** What you are asked to do **
Scan the material for "zooming". Copy every line it appears in.

** Recorded information **
——

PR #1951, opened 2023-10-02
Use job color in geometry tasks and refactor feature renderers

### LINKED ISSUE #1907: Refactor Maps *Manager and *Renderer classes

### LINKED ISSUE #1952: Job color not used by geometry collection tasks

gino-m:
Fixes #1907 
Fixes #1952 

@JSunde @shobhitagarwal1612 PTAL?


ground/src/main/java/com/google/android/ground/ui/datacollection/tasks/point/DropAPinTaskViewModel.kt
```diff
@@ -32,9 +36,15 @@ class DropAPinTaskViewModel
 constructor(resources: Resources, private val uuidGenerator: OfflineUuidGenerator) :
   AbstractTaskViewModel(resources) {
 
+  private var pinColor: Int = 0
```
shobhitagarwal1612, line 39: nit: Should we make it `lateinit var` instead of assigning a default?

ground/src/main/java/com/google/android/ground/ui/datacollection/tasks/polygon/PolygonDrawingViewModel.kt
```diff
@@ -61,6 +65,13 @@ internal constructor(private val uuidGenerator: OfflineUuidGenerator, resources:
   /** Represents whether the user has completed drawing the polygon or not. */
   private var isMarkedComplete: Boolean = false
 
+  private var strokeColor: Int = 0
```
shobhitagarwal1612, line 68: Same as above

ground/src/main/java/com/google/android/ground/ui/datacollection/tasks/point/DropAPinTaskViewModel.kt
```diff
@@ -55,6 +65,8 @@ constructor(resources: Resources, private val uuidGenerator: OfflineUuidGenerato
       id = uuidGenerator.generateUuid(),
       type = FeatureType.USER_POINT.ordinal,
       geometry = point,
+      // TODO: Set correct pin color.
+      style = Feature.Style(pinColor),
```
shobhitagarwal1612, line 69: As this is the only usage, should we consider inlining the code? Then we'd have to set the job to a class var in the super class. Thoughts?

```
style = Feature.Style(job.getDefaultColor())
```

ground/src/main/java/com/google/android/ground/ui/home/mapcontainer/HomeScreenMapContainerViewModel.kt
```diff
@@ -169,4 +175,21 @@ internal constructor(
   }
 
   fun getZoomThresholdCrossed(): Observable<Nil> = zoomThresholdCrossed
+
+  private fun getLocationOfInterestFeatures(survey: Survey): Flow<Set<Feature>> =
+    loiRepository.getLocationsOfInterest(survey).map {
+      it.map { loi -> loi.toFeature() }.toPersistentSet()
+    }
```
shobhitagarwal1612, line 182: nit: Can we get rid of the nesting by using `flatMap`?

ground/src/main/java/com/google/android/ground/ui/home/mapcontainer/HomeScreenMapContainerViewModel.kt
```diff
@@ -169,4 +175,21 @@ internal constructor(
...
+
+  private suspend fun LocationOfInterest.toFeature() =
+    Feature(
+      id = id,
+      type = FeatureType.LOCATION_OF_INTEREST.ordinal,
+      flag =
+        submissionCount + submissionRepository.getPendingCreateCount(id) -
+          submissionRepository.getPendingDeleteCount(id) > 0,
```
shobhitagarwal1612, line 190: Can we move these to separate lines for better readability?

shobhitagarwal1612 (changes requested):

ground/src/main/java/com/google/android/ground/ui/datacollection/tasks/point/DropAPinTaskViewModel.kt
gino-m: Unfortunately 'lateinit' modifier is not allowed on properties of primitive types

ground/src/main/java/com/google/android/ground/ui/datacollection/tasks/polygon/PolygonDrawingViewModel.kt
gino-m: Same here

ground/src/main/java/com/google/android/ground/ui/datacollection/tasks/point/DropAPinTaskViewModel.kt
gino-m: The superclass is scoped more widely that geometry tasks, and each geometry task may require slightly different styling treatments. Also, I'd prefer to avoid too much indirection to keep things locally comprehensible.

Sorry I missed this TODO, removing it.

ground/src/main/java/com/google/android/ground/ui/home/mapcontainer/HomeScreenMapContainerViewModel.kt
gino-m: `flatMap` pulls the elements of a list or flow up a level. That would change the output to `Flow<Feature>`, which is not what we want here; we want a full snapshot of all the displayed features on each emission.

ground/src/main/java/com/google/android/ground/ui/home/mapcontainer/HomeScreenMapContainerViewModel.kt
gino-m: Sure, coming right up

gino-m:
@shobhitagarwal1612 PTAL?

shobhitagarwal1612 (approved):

——

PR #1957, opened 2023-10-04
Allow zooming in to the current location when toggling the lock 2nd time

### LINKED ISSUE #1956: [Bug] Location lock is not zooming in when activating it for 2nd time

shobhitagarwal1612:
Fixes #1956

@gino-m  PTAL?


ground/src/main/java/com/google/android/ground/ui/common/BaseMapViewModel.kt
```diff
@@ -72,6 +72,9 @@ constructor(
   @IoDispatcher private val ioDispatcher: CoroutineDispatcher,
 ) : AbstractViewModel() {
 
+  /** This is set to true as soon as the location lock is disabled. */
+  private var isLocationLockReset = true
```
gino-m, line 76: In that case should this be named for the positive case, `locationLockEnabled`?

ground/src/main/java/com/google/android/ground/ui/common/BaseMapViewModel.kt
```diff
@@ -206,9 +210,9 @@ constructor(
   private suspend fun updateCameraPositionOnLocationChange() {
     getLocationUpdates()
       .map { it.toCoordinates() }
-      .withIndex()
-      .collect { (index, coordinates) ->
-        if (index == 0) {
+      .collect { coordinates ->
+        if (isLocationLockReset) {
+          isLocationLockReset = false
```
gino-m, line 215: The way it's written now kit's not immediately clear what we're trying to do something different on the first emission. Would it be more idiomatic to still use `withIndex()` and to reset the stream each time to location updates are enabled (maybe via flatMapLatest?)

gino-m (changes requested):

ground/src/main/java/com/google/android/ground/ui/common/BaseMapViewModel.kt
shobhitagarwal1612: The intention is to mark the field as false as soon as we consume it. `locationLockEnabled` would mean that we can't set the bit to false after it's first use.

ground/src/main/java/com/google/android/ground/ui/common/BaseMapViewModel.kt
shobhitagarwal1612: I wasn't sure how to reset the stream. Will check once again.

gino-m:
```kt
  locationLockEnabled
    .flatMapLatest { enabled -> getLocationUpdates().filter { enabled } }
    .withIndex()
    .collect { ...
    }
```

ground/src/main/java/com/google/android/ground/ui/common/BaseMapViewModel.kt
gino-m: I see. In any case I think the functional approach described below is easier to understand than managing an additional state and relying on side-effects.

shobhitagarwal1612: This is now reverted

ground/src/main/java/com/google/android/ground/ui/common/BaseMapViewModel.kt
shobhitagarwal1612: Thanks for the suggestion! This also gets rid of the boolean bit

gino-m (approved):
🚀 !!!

——

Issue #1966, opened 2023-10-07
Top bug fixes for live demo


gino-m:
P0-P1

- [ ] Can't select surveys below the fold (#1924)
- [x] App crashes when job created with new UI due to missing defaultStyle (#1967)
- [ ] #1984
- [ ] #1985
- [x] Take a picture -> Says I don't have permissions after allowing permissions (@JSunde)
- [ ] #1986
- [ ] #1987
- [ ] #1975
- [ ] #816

——

** Result for this task **
Allow zooming in to the current location when toggling the lock 2nd time
### LINKED ISSUE #1956: [Bug] Location lock is not zooming in when activating it for 2nd time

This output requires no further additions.